* **TASK PROMPT**: Say how many lines of the records include the string "utils". Nothing else belongs in the answer.

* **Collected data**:
PR #199, opened 2017-02-19
encodeValuesOnly option

joemcelroy:
linked to #198 and #171 

stringify option for doNotEncodeKeys that defaults to false, and when it is true, it skips the encoder call entirely for anything that's a key.

### DIFF
--- a/lib/stringify.js
+++ b/lib/stringify.js
@@ -21,6 +21,7 @@ var defaults = {
     delimiter: '&',
     encode: true,
     encoder: utils.encode,
+    encodeValuesOnly: false,
     serializeDate: function serializeDate(date) { // eslint-disable-line func-name-matching
         return toISO.call(date);
     },
@@ -39,7 +40,8 @@ var stringify = function stringify( // eslint-disable-line func-name-matching
     sort,
     allowDots,
     serializeDate,
-    formatter
+    formatter,
+    encodeValuesOnly
 ) {
     var obj = object;
     if (typeof filter === 'function') {
@@ -48,7 +50,7 @@ var stringify = function stringify( // eslint-disable-line func-name-matching
         obj = serializeDate(obj);
     } else if (obj === null) {
         if (strictNullHandling) {
-            return encoder ? encoder(prefix) : prefix;
+            return encoder && !encodeValuesOnly ? encoder(prefix) : prefix;
         }
 
         obj = '';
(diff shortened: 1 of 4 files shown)


joemcelroy:
il pick this up in the morning if any issues!

test/stringify.js
```diff
@@ -535,4 +535,18 @@ test('stringify()', function (t) {
         );
         st.end();
     });
+
+    t.test('doNotEncodeKeys', function (st) {
+        st.equal(qs.stringify({ a: 'b', c: ['d', 'e=f'], f: [['g'], ['h']] }, { doNotEncodeKeys: true })
+        , 'a=b&c[0]=d&c[1]=e%3Df&f[0][0]=g&f[1][0]=h');
```
ljharb: comma last, please.

test/stringify.js
```diff
@@ -535,4 +535,18 @@ test('stringify()', function (t) {
...
+        st.equal(qs.stringify({ a: 'b', c: ['d', 'e'], f: [['g'], ['h']] })
```
ljharb: if the entire function invocation can't fit on one line, then every argument must be on a line by itself, as well as the closing `)`.

lib/stringify.js
```diff
@@ -19,6 +19,7 @@ var toISO = Date.prototype.toISOString;
 
 var defaults = {
     delimiter: '&',
+    doNotEncodeKeys: false,
```
ljharb: I'm not sure if i like this name better, or `encodeValuesOnly`. Thoughts?

joemcelroy: I agree, encodeValuesOnly is better. I don't like negative option names. I'll update it to that

ljharb: Yeah, I strongly feel that "absence" and `false` must always do the same thing when possible (some of the options in qs predate me) but it does sometimes end up with awkward option names.

test/stringify.js
```diff
@@ -535,4 +535,33 @@ test('stringify()', function (t) {
         );
         st.end();
     });
+
+    t.test('doNotEncodeKeys', function (st) {
```
ljharb: "encodeValuesOnly"?

test/stringify.js
```diff
@@ -535,4 +535,33 @@ test('stringify()', function (t) {
...
+        st.equal(
+            qs.stringify(
+                { a: 'b', c: ['d', 'e'], f: [['g'], ['h']] }
+            ),
+            'a=b&c%5B0%5D=d&c%5B1%5D=e&f%5B0%5D%5B0%5D=g&f%5B1%5D%5B0%5D=h'
+        );
+        st.end();
+    });
+
+    t.test('doNotEncodeKeys - strictNullHandling', function (st) {
```
ljharb: "encodeValuesOnly"

joemcelroy:
thanks good spot, my morning eyes missed it! fixed and squashed. Hopefully its good now.

PR #201, opened 2017-03-02
fix: follow allowPrototypes during merge

### LINKED ISSUE #200: prototype override protection bypass problem still exists.
as the bug https://snyk.io/vuln/npm:qs:20170213 report fixed, but the other bypass

```
a = qs.parse("[=toString", {allowPrototypes: false})
// { toString: true }
```

still exists.

dead-horse:
closes #200

### DIFF
--- a/test/parse.js
+++ b/test/parse.js
@@ -152,8 +152,6 @@ test('parse()', function (t) {
         st.end();
     });
 
-    t.deepEqual(qs.parse('a[b]=c&a=d'), { a: { b: 'c', d: true } }, 'can add keys to objects');
-
     t.test('correctly prunes undefined values when converting an array to an object', function (st) {
         st.deepEqual(qs.parse('a[2]=b&a[99999999]=c'), { a: { 2: 'b', 99999999: 'c' } });
         st.end();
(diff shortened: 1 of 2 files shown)


dead-horse:
I'm not sure what's the purpose of this commit https://github.com/ljharb/qs/commit/50ea161bb0711b6d82d0215a4553d9181bb91f63 , but I think it didn't fix prototype overwrite.

ljharb:
The purpose of the commit is in the commit message, and the added tests shows exactly what it inarguably did fix.

test/parse.js
```diff
@@ -444,6 +442,44 @@ test('parse()', function (t) {
...
+
+        st.deepEqual(
+            qs.parse('a[b]=c&a=toString'),
+            { a: { b: 'c' } },
+            'can not overwrite prototype'
+        );
+
+        st.deepEqual(
+            qs.parse('a[b]=c&a=toString', { allowPrototypes: true }),
+            { a: { b: 'c', toString: true } },
```
ljharb: in this case, shouldn't `a[b]` be entirely overwritten by the string "toString"?

dist/qs.js
```diff
@@ -584,4 +584,4 @@ exports.isBuffer = function (obj) {
 };
 
 },{}]},{},[2])(2)
-});
\ No newline at end of file
+});
```
ljharb: this file shouldn't be updated in PRs; please revert it.

test/parse.js
dead-horse: I found this test case `t.deepEqual(qs.parse('a[b]=c&a=d'), { a: { b: 'c', d: true } }, 'can add keys to objects');`, is this a feature by design?

dead-horse:
after 50ea161 ,

```js
qs.parse('[=a'); // { a: true }
qs.parse(']=a'); // { ']': 'a'}
```

Is this the expected result?

dist/qs.js
dead-horse: fixed

dead-horse:
if we revert the change of `var parent =  /^([^[\]]*)/;` to `var parent = /^([^\[\]]*)/;`, the only failing test case is:

```
not ok 135 should be equivalent
  ---
    operator: deepEqual
    expected: |-
      { ']': 'toString' }
    actual: |-
      {}
    at: Test.<anonymous> (/Users/deadhorse/git/github.com/ljharb/qs/test/parse.js:441:12)
  ...
```

ljharb:
@dead-horse the second line in your example is the expected result, which is what it did, actually, fix. The first line is an oversight, obviously, hence #200.

ljharb:
That test is valid; I would expect `[=toString` to become `{ '[': 'toString' }` as well.

test/parse.js
ljharb: good point :-) let's keep this as-is for now.

popomore:
I want to know the diff in https://github.com/ljharb/qs/commit/50ea161bb0711b6d82d0215a4553d9181bb91f63?diff=split#diff-e6c9a6bca996bc454cc244d17bfeda5cL125

```diff
- st.deepEqual(qs.parse('a[]=b&a[t]=u&a[hasOwnProperty]=c', { allowPrototypes: false }), { a: { '0': 'b', c: true, t: 'u' } });
+ st.deepEqual(qs.parse('a[]=b&a[t]=u&a[hasOwnProperty]=c', { allowPrototypes: false }), { a: { 0: 'b', t: 'u' } });
```

Is it a expected change? it seems a break change that change string to nuber.

ljharb:
@popomore in JS, all keys are strings (or Symbols), so `{ 0: true }` and `{ '0': true }` are identical and indistinguishable.

PR #213, opened 2017-06-13
[New] Prefix option for parse function

dlwalsh:
The primary motivation for this change is that react-router v4 returns the `location.search` property with a leading question mark. Whilst it's trivial to remove this, it's nicer still to have the library handle it.

### DIFF
--- a/lib/parse.js
+++ b/lib/parse.js
@@ -18,7 +18,9 @@ var defaults = {
 
 var parseValues = function parseQueryStringValues(str, options) {
     var obj = {};
-    var parts = str.split(options.delimiter, options.parameterLimit === Infinity ? undefined : options.parameterLimit);
+    var cleanStr = options.ignoreQueryPrefix ? str.replace(/^\?/, '') : str;
+    var limit = options.parameterLimit === Infinity ? undefined : options.parameterLimit;
+    var parts = cleanStr.split(options.delimiter, limit);
 
     for (var i = 0; i < parts.length; ++i) {
         var part = parts[i];
@@ -136,6 +138,7 @@ module.exports = function (str, opts) {
         throw new TypeError('Decoder has to be a function.');
     }
 
+    options.ignoreQueryPrefix = options.ignoreQueryPrefix === true;
     options.delimiter = typeof options.delimiter === 'string' || utils.isRegExp(options.delimiter) ? options.delimiter : defaults.delimiter;
     options.depth = typeof options.depth === 'number' ? options.depth : defaults.depth;
     options.arrayLimit = typeof options.arrayLimit === 'number' ? options.arrayLimit : defaults.arrayLimit;
--- a/test/stringify.js
+++ b/test/stringify.js
@@ -18,6 +18,11 @@ test('stringify()', function (t) {
         st.end();
     });
 
+    t.test('adds query prefix', function (st) {
+        st.equal(qs.stringify({ a: 'b' }, { addQueryPrefix: true }), '?a=b');
+        st.end();
+    });
+
     t.test('stringifies a nested object', function (st) {
         st.equal(qs.stringify({ a: { b: 'c' } }), 'a%5Bb%5D=c');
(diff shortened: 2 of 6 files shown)


dlwalsh:
I also contemplated making `prefix` either a string or a regular expression, as with `delimiter`. But I was unsure of the merits of regex in this instance. Thoughts?

lib/parse.js
```diff
@@ -13,12 +13,15 @@ var defaults = {
...
     parameterLimit: 1000,
     plainObjects: false,
+    prefix: '',
     strictNullHandling: false
 };
 
 var parseValues = function parseQueryStringValues(str, options) {
     var obj = {};
-    var parts = str.split(options.delimiter, options.parameterLimit === Infinity ? undefined : options.parameterLimit);
+    var cleanStr = str.indexOf(options.prefix) === 0 ? str.substr(options.prefix.length) : str;
```
ljharb: please never use `substr`; it's either nonstandard or deprecated. Always use `slice`.

dlwalsh: Fixed.

dlwalsh:
No particular use case for a generic prefix, other than my inclination towards a flexible API.

I'm happy to change it to a boolean option that would simply trim the leading `?`. In that case, what should it be called? Perhaps `ignoreQueryPrefix`?

ljharb:
I agree that your API is properly flexible :-) I think `ignoreQueryPrefix` might be simpler though, for this use case.

We might as well add an `addQueryPrefix` option to `parse` as well, so they can be symmetrical.

dlwalsh:
I've updated parse to use the `ignoreQueryPrefix` option.

I've tried to add `addQueryPrefix` to stringify. However, even the slightest change to this function throws complexity errors in the tests. It seems to me that stringify is in need of a more generic refactor.

lib/parse.js
```diff
@@ -18,7 +18,9 @@ var defaults = {
 
 var parseValues = function parseQueryStringValues(str, options) {
     var obj = {};
-    var parts = str.split(options.delimiter, options.parameterLimit === Infinity ? undefined : options.parameterLimit);
+    var cleanStr = options.ignoreQueryPrefix && str.slice(0, 1) === '?' ? str.slice(1) : str;
```
ljharb: `str.charAt(0) === '?'` might be cleaner than the slice(0, 1) here - alternatively, `options.ignoreQueryPrefix ? str.replace(/^\?/, '') : str`?

Also, please parenthesize the ternary conditional since there's multiple items.

dlwalsh: Done.

dlwalsh:
I've cleaned up parse as requested. I've also added `addQueryPrefix` to stringify, with some modifications to .eslintrc.

robcalcroft:
What version of `qs` will have this feature as the current NPM release doesn't?

shri3k:
^would like to know this as well.

ljharb:
Whatever the next one is. This is a minor, so it'll be in the next release that a proper ^ range covers.

test/stringify.js
```diff
@@ -18,6 +18,11 @@ test('stringify()', function (t) {
         st.end();
     });
 
+    t.test('adds query prefix', function (st) {
+        st.equal(qs.stringify({ a: 'b' }, { addQueryPrefix: true }), '?a=b');
+        st.end();
+    });
```
nerfologist: Hi, regarding the new `addQueryPrefix` option, I noticed the following situation:
```
> qs.stringify({ a: 1, b: 2}, { addQueryPrefix: true })
'?a=1&b=2'
> qs.stringify({}, { addQueryPrefix: true})
'?'
```
In my use case I don't want to keep the lonely `?` if I'm stringifying an empty object.

What do you think about it?

ljharb: That seems like a reasonable modification - I haven't released the feature yet, so can you get a PR up asap for that?

ljharb: Done in #217, thanks!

* **WRITTEN ANSWER**: 2